Problem to work on >>
Return only the lines of the listing below that run from the line with "enum class EPageStorageType" through the line with "RNTupleWriteOptions &opts) const = 0;", both ends included, exactly as written.

------------------------------------------------

PR #19904, opened 2025-09-16
[ntuple] Add some internal utilities to the storage layer

silverweed:
**NOTE**: this PR has been split into multiple ones:
- #21007
- #21010
- #21063

Add a bunch of functions to poke through the abstraction of the storage classes (specifically, to get the underlying TDirectory and RMiniFileReader).  These functionalities (all Internal) will be needed by the RNTuple Attributes (see [the full PR](https://github.com/root-project/root/pull/19153) for details)

## Checklist:

- [x] tested changes locally

### DIFF
--- a/tree/ntuple/inc/ROOT/RMiniFile.hxx
+++ b/tree/ntuple/inc/ROOT/RMiniFile.hxx
@@ -32,13 +32,14 @@ class TVirtualStreamerInfo;
 
 namespace ROOT {
 
-namespace Internal {
-class RRawFile;
-}
-
 class RNTupleWriteOptions;
 
 namespace Internal {
+
+class RRawFile;
+
+TDirectory *GetUnderlyingDirectory(ROOT::Internal::RNTupleFileWriter &writer);
+
 /// Holds status information of an open ROOT file during writing
 struct RTFileControlBlock;
 
@@ -68,9 +69,6 @@ private:
    /// Used when the file turns out to be a TFile container. The ntuplePath variable is either the ntuple name
    /// or an ntuple name preceded by a directory (`myNtuple` or `foo/bar/myNtuple` or `/foo/bar/myNtuple`)
    RResult<RNTuple> GetNTupleProper(std::string_view ntuplePath);
-   /// Loads an RNTuple anchor from a TFile at the given file offset (unzipping it if necessary).
-   RResult<RNTuple>
-   GetNTupleProperAtOffset(std::uint64_t payloadOffset, std::uint64_t compSize, std::uint64_t uncompLen);
 
    /// Searches for a key with the given name and type in the key index of the directory starting at offsetDir.
    /// The offset points to the start of the TDirectory DATA section, without the key and without the name and title
@@ -84,6 +82,9 @@ public:
    explicit RMiniFileReader(ROOT::Internal::RRawFile *rawFile);
    /// Extracts header and footer location for the RNTuple identified by ntupleName
    RResult<RNTuple> GetNTuple(std::string_view ntupleName);
+   /// Loads an RNTuple anchor from a TFile at the given file offset (unzipping it if necessary).
+   RResult<RNTuple>
+   GetNTupleProperAtOffset(std::uint64_t payloadOffset, std::uint64_t compSize, std::uint64_t uncompLen);
    /// Reads a given byte range from the file into the provided memory buffer.
    /// If `nbytes > fMaxKeySize` it will perform chunked read from multiple blobs,
    /// whose addresses are listed at the end of the first chunk.
@@ -109,6 +110,8 @@ A stand-alone version of RNTuple can remove the TFile based writer.
 */
 // clang-format on
 class RNTupleFileWriter {
+   friend TDirectory *ROOT::Internal::GetUnderlyingDirectory(ROOT::Internal::RNTupleFileWriter &writer);
+
 public:
    /// The key length of a blob. It is always a big key (version > 1000) with class name RBlob.
    static constexpr std::size_t kBlobKeyLen = 42;
@@ -254,7 +257,7 @@ public:
    void WriteIntoReservedBlob(const void *buffer, size_t nbytes, std::int64_t offset);
    /// Ensures that the streamer info records passed as argument are written to the file
    void UpdateStreamerInfos(const ROOT::Internal::RNTupleSerializer::StreamerInfoMap_t &streamerInfos);
-   /// Writes the RNTuple key to the file so that the header and footer keys can be found
+   /// Writes the RNTuple key to the file so that the header and footer keys can be found.
    void Commit(int compression = RCompressionSetting::EDefaults::kUseGeneralPurpose);
 };
 
--- a/tree/ntuple/inc/ROOT/RPageSinkBuf.hxx
+++ b/tree/ntuple/inc/ROOT/RPageSinkBuf.hxx
@@ -152,6 +152,11 @@ public:
    void CommitDatasetImpl() final;
 
    RPage ReservePage(ColumnHandle_t columnHandle, std::size_t nElements) final;
+
+   std::unique_ptr<RPageSink> DeriveFor(std::string_view newName, const ROOT::RNTupleWriteOptions &opts) const final
+   {
+      return std::make_unique<RPageSinkBuf>(fInnerSink->DeriveFor(newName, opts));
+   }
 }; // RPageSinkBuf
 
 } // namespace Internal
--- a/tree/ntuple/inc/ROOT/RPageStorage.hxx
+++ b/tree/ntuple/inc/ROOT/RPageStorage.hxx
@@ -47,9 +47,9 @@ namespace ROOT {
 class RNTupleModel;
 
 namespace Internal {
-
-class RPageAllocator;
 class RColumn;
+class RMiniFileReader;
+class RPageAllocator;
 struct RNTupleModelChangeset;
 
 enum class EPageStorageType {
@@ -312,6 +312,10 @@ public:
    virtual const ROOT::RNTupleDescriptor &GetDescriptor() const = 0;
 
    virtual ROOT::NTupleSize_t GetNEntries() const = 0;
+
+   /// Creates a new RPageSink linked to the same underlying storage as this, writing to a new RNTuple called `newName`.
+   /// The existing sink will stay valid. The existing sink and the new one must not write concurrently.
+   virtual std::unique_ptr<RPageSink> DeriveFor(std::string_view newName, const RNTupleWriteOptions &opts) const = 0;
 
    /// Physically creates the storage container to hold the ntuple (e.g., a keys a TFile or an S3 bucket)
    /// Init() associates column handles to the columns referenced by the model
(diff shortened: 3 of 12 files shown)


silverweed:
> Do we really need `GetUnderlyingDirectory()`? Since the attribute anchor is a hidden key, we can just store it in the ROOT file's root directory.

------------------------------------------------

Answer to this problem >>
 enum class EPageStorageType {
@@ -312,6 +312,10 @@ public:
    virtual const ROOT::RNTupleDescriptor &GetDescriptor() const = 0;
 
    virtual ROOT::NTupleSize_t GetNEntries() const = 0;
+
+   /// Creates a new RPageSink linked to the same underlying storage as this, writing to a new RNTuple called `newName`.
+   /// The existing sink will stay valid. The existing sink and the new one must not write concurrently.
+   virtual std::unique_ptr<RPageSink> DeriveFor(std::string_view newName, const RNTupleWriteOptions &opts) const = 0;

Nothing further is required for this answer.